Indeed, it was a pretty rowdy, raucous Oscars, as Oscars go: a (mostly) naked John Cena presenting the award for costume design; Ryan Gosling, accompanied by Slash, as a Busby Berkeley rock star performing the nominated “I’m Just Ken”; the Osage Tribal Singers (and drummers and dancers) performing “Wahzhazhe (A Song For My People).” Presenter John Mulaney offered a run-on-sentence synopsis of “Field of Dreams,” a movie I no longer need to see.

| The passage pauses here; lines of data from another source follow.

PR #58, opened 2018-01-04
Add VersionBot changes to repository.

hedss:
Connects-to: #56
Change-type: patch

PR #61, opened 2018-01-12
Update Python SDK Docs

nghiant2710:
- Adding `Build` class to the docs.
- Adding details about the old and new returned objects from old and new API.

### DIFF
--- a/DOCUMENTATION.md
+++ b/DOCUMENTATION.md
@@ -10,12 +10,13 @@ hesitate to open an issue in GitHub, we'll be happy to help.
 - [Resin](#resin)
     - [Models](#models)
         - [Application](#application)
+        - [Build](#build)
         - [Config](#config)
         - [Device](#device)
         - [DeviceOs](#deviceos)
         - [EnvironmentVariable](#environmentvariable)
-            - [DeviceEnvVariable](#deviceenvvariable)
             - [ApplicationEnvVariable](#applicationenvvariable)
+            - [DeviceEnvVariable](#deviceenvvariable)
         - [Key](#key)
         - [Supervisor](#supervisor)
     - [Auth](#auth)
@@ -29,6 +30,12 @@ This module implements all models for Resin Python SDK.
 ## Application
 
 This class implements application model for Resin Python SDK.
+
+Due to API changes, the returned Application object schema has changed. Here are the formats of the old and new returned objects.
+
+The old returned object's properties: `__metadata, actor, app_name, application, commit, device_type, git_repository, id, should_track_latest_release, support_expiry_date, user, version`.
+
+The new returned object's properties (since Python SDK v2.0.0): `__metadata, actor, app_name, commit, depends_on__application, device_type, git_repository, id, is_accessible_by_support_until__date, should_track_latest_release, user, version`.
 ### Function: create(name, device_type)
 
 Create an application. This function only works if you log in using credentials or Auth Token.
@@ -284,9 +291,70 @@ Revoke support access to an application.
 #### Examples:
     >> > resin.models.application.revoke_support_access('5685')
     'OK'
+## Build
+
+This class implements build model for Resin Python SDK.
+### Function: get(id)
+
+Get a specific build.
+
+#### Args:
+    id (str): build id.
+
+#### Returns:
+    dict: build info.
+
+#### Raises:
+    BuildNotFound: if build couldn't be found.
+### Function: get_all_by_application(app_id, include_logs)
+
+Get list of builds belonging to an application.
+
+#### Args:
+    app_id (str): application id.
+    include_logs (Optional[bool]): Defaults to False since these may be very large. True if user wants to include build logs in build info.
+
+#### Returns:
+    list: list of build info.
+## Config
+
+This class implements configuration model for Resin Python SDK.
+
+#### Attributes:
+    _config (dict): caching configuration.
+### Function: get_all()
+
+Get all configuration.
+
+#### Returns:
+    dict: configuration information.
+
+#### Examples:
+```python
+>>> resin.models.config.get_all()
+{ all configuration details }
+```
+### Function: get_device_types()
+
+Get device types configuration.
+
+#### Returns:
+    list: device types information.
+
+#### Examples:
+```python
+>>> resin.models.config.get_device_types()
+[ all configuration details ]
+```
 ## Device
 
 This class implements device model for Resin Python SDK.
+
+Due to API changes, the returned Device object schema has changed. Here are the formats of the old and new returned objects.
+
+The old returned object's properties: `__metadata, actor, application, build, commit, created_at, custom_latitude, custom_longitude, device, device_type, download_progress, id, ip_address, is_connected_to_vpn, is_online, is_web_accessible, last_connectivity_event, last_vpn_event, latitude, local_id, location, lock_expiry_date, logs_channel, longitude, name, note, os_variant, os_version, provisioning_progress, provisioning_state, public_address, service_instance, status, supervisor_release, supervisor_version, support_expiry_date, user, uuid, vpn_address`.
+
+The new returned object's properties (since Python SDK v2.0.0): `__metadata, actor, belongs_to__application, belongs_to__user, created_at, custom_latitude, custom_longitude, device_type, download_progress, id, ip_address, is_accessible_by_support_until__date, is_connected_to_vpn, is_locked_until__date, is_managed_by__device, is_managed_by__service_instance, is_on__commit, is_online, is_web_accessible, last_connectivity_event, last_vpn_event, latitude, local_id, location, logs_channel, longitude, name, note, os_variant, os_version, provisioning_progress, provisioning_state, public_address, should_be_managed_by__supervisor_release, should_be_running__build, status, supervisor_version, uuid, vpn_address`.
 ### Function: disable_device_url(uuid)
 
 Disable device url for a device.
@@ -791,36 +859,6 @@ clear custom location for a device.
 ```python
 >>> resin.models.device.unset_custom_location('df09262c283b1dc1462d0e82caa7a88e52588b8c5d7475dd22210edec1c50a')
 OK
-```
-## Config
-
-This class implements configuration model for Resin Python SDK.
-
-#### Attributes:
-    _config (dict): caching configuration.
-### Function: get_all()
-
-Get all configuration.
-
-#### Returns:
-    dict: configuration information.
-
-#### Examples:
-```python
->>> resin.models.config.get_all()
-{ all configuration details }
-```
-### Function: get_device_types()
-
-Get device types configuration.
-
-#### Returns:
-    list: device types information.
-
-#### Examples:
-```python
->>> resin.models.config.get_device_types()
-[ all configuration details ]
 ```
 ## DeviceOs
 
--- a/docs_generator.py
+++ b/docs_generator.py
@@ -13,12 +13,13 @@ Table_Of_Content = [
     ('Resin', TOC_ROOT),
     ('Models', TOC_L1),
     ('Application', TOC_L2),
+    ('Build', TOC_L2),
     ('Config', TOC_L2),
     ('Device', TOC_L2),
     ('DeviceOs', TOC_L2),
     ('EnvironmentVariable', TOC_L2),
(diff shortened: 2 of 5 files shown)


DOCUMENTATION.md
```diff
@@ -284,9 +291,73 @@ Revoke support access to an application.
 #### Examples:
     >> > resin.models.application.revoke_support_access('5685')
     'OK'
+## Build
+
+This class implements model for build for Resin Python SDK.
```
lurch: nit: Could change this to `This class implements build model for Resin Python SDK.` to match the earlier `This class implements application model for Resin Python SDK.` phrasing?

DOCUMENTATION.md
```diff
@@ -29,6 +30,12 @@ This module implements all models for Resin Python SDK.
 ## Application
 
 This class implements application model for Resin Python SDK.
+
+Due to the API changes, the returned Application object schema changes as well. Here are the format of old and new returned object.
```
lurch: nits:
 * change `Due to the API changes` to `Due to API changes`
 * change `changes as well` to `has changed`
 * change the last sentence to `Here are the formats of the old and new returned objects.`

EDIT: And obviously if you do make these tweaks, you should also make them in the other places this PR changes too ;-)

DOCUMENTATION.md
```diff
@@ -29,6 +30,12 @@ This module implements all models for Resin Python SDK.
...
+
+The old returned object: `should_track_latest_release, app_name, application, __metadata, actor, git_repository, version, user, device_type, support_expiry_date, commit, id`.
```
lurch: Perhaps `object` here should be changed to `object's properties` ?

lurch:
For reference, this fixes part of #57 

Also pinging @zwalchuk as this is a "documentation" PR ;-)

DOCUMENTATION.md
```diff
@@ -29,6 +30,12 @@ This module implements all models for Resin Python SDK.
...
+
+The new returned object (since Python SDK v1.7.0): `depends_on__application, should_track_latest_release, app_name, __metadata, is_accessible_by_support_until__date, actor, git_repository, version, user, device_type, commit, id`.
```
lurch: Are these listed in any particular order? Would it make sense to list them alphabetically?

nghiant2710:
@lurch updated all your comments, can you review them again?

DOCUMENTATION.md
```diff
@@ -29,6 +30,12 @@ This module implements all models for Resin Python SDK.
 ## Application
 
 This class implements application model for Resin Python SDK.
+
+Due to API changes, the returned Application object schema has changed. Here are the formats of the old and new returned objects.
```
lurch, line 34: Hmmm, seems like these property-lists are only _partially_ alphabetical? (which IMHO is a bit confusing?)
I wrote a mini Python function to check them ;-)
```python
def check_list(old_list):
    new_list = ', '.join(sorted(old_list.split(', ')))
    if new_list != old_list:
        print("List should be:\n%s" % new_list)
```

DOCUMENTATION.md
```diff
@@ -29,6 +30,12 @@ This module implements all models for Resin Python SDK.
...
+
+The old returned object's properties: `__metadata, actor, app_name, application, commit, device_type, git_repository, id, support_expiry_date, user, version, should_track_latest_release`.
```
lurch: List should be:
__metadata, actor, app_name, application, commit, device_type, git_repository, id, should_track_latest_release, support_expiry_date, user, version

DOCUMENTATION.md
```diff
@@ -29,6 +30,12 @@ This module implements all models for Resin Python SDK.
...
+
+The new returned object's properties (since Python SDK v1.7.0): `__metadata, actor, app_name, commit, device_type, git_repository, id, is_accessible_by_support_until__date, should_track_latest_release, user, version, depends_on__application`.
```
lurch: List should be:
__metadata, actor, app_name, commit, depends_on__application, device_type, git_repository, id, is_accessible_by_support_until__date, should_track_latest_release, user, version

DOCUMENTATION.md
```diff
@@ -284,9 +291,73 @@ Revoke support access to an application.
...
+
+The new returned object's properties (since Python SDK v1.7.0): ` __metadata, actor, belongs_to__application, belongs_to__user, created_at, custom_latitude, custom_longitude, device_type, id, ip_address, is_accessible_by_support_until__date, is_connected_to_vpn, is_locked_until__date, is_managed_by__device, is_managed_by__service_instance, is_on__commit, is_online, is_web_accessible, last_connectivity_event, last_vpn_event, latitude, local_id, location, logs_channel, longitude, name, note, os_variant, os_version, provisioning_progress, provisioning_state, public_address, should_be_managed_by__supervisor_release, should_be_running__build, status, supervisor_version, uuid, vpn_address, download_progress`.
```
lurch: List should be:
__metadata, actor, belongs_to__application, belongs_to__user, created_at, custom_latitude, custom_longitude, device_type, download_progress, id, ip_address, is_accessible_by_support_until__date, is_connected_to_vpn, is_locked_until__date, is_managed_by__device, is_managed_by__service_instance, is_on__commit, is_online, is_web_accessible, last_connectivity_event, last_vpn_event, latitude, local_id, location, logs_channel, longitude, name, note, os_variant, os_version, provisioning_progress, provisioning_state, public_address, should_be_managed_by__supervisor_release, should_be_running__build, status, supervisor_version, uuid, vpn_address

lurch (approved):
Couple of minor nits, but otherwise looks good :)

DOCUMENTATION.md
pimterry: This is a breaking change. It looks like we rereleased it as 2.0.0, which is the right thing to do :+1:, but we should also stop people installing 1.7.0, since it'll break their code. Can we not unrelease/deprecate `1.7.0` and change these explanations to reference `2.0.0`?

DOCUMENTATION.md
```diff
@@ -284,9 +291,73 @@ Revoke support access to an application.
...
+    id (str): build id.
+
+#### Returns:
+    dict: build info.
+
+#### Raises:
+    BuildNotFound: if build couldn't be found.
+### Function: get_all_by_application(app_id, include_logs)
+
+Get a specific build.
```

Supporting actor winner Downey Jr., who appears to have given himself the job of keeping awards shows old-school frisky, took to the stage with arms raised, thanking “my terrible childhood and the academy, in that order.” It was a long night, as it always is, but not the slog it often is. The scripted banter was better than usual, and when it failed, personality took up the slack.

If no protesters burst through the doors of the Dolby Theatre, the political world nevertheless made its way in. In reference to the SAG-AFTRA and WGA strikes, Kimmel said in his monologue,”This very strange town of ours is, at heart, a union town; it’s not just a bunch of heavily Botoxed Hailey Bieber-smoothie-drinking, diabetes prescription-abusing, gluten-sensitive nepo babies with perpetually shivering chihuahuas. This is a coalition of strong, hardworking, mentally tough American laborers, women and men who, 100% for sure, would die if they even had to touch the handle of a shovel.” And he brought out a cast of shovel-handlers, and truck drivers and unidentified behind-the-camera Hollywood workers, promising that his union would have their union’s back when the time came.

Director Jonathan Glazer, whose “The Zone of Interest,” about Auschwitz and the Holocaust, took the Oscar for international film, declared the point of the film was “not to say ‘Look what they did then,’ rather what we do now. Our film shows where dehumanization leads at its worst. It’s shaped all of our past and present. Right now, we stand here as men who refute their Jewishness and the Holocaust being hijacked by an occupation which has led to conflict for so many innocent people. Whether the victims of October 7th in Israel or the ongoing attack on Gaza, all the victims of this dehumanization — how do we resist?”

Director Mstyslav Chernov, honored for his documentary “20 Days in Mariupol,” thanked the academy for “the first Oscar in Ukrainian history,” then added, “probably I will be the first director on this stage who will say I wish I had never made this film. I wish to be able to exchange this for Russia never attacking Ukraine, never occupying our cities… But I cannot change the history. I cannot change the past…. We can make sure that the history record is set straight and that the truth will prevail and that the people of Mariupol and those who have given their lives will never be forgotten — because cinema forms memories, and memories form history.”

Among the evening’s other good moments: The delighted and delightful “Godzilla Minus One” special effects team coming onstage with their little Godzilla models. Sean Ono Lennon leading the audience in a “Happy Mother’s Day” to Yoko. (It’s U.K. Mother’s Day.) “American Fiction” writer-director Cord Jefferson, who won for adapted screenplay, suggesting to the money people, “Instead of making one $200 million movie, try making 20 $10 million movies.”

Less good: The awards to actors revived a mawkish conceit in which each nominee is personally addressed by a former winner, and told how great they are, with the two facing each other on a split screen. Still, it’s conceivable that the involved parties are not embarrassed by this; they live in a different world. The in memoriam sequence was, as is most often the case, marred by the extraneous performance — string players, interpretive dancers, the white-jacketed Oscars orchestra — that got in its way. Just show the people, please.

But the L.A. Times Studios won an Oscar (with Searchlight Pictures) for short documentary for “The Last Repair Shop.” So obviously, whatever else, these were the best Academy Awards ever.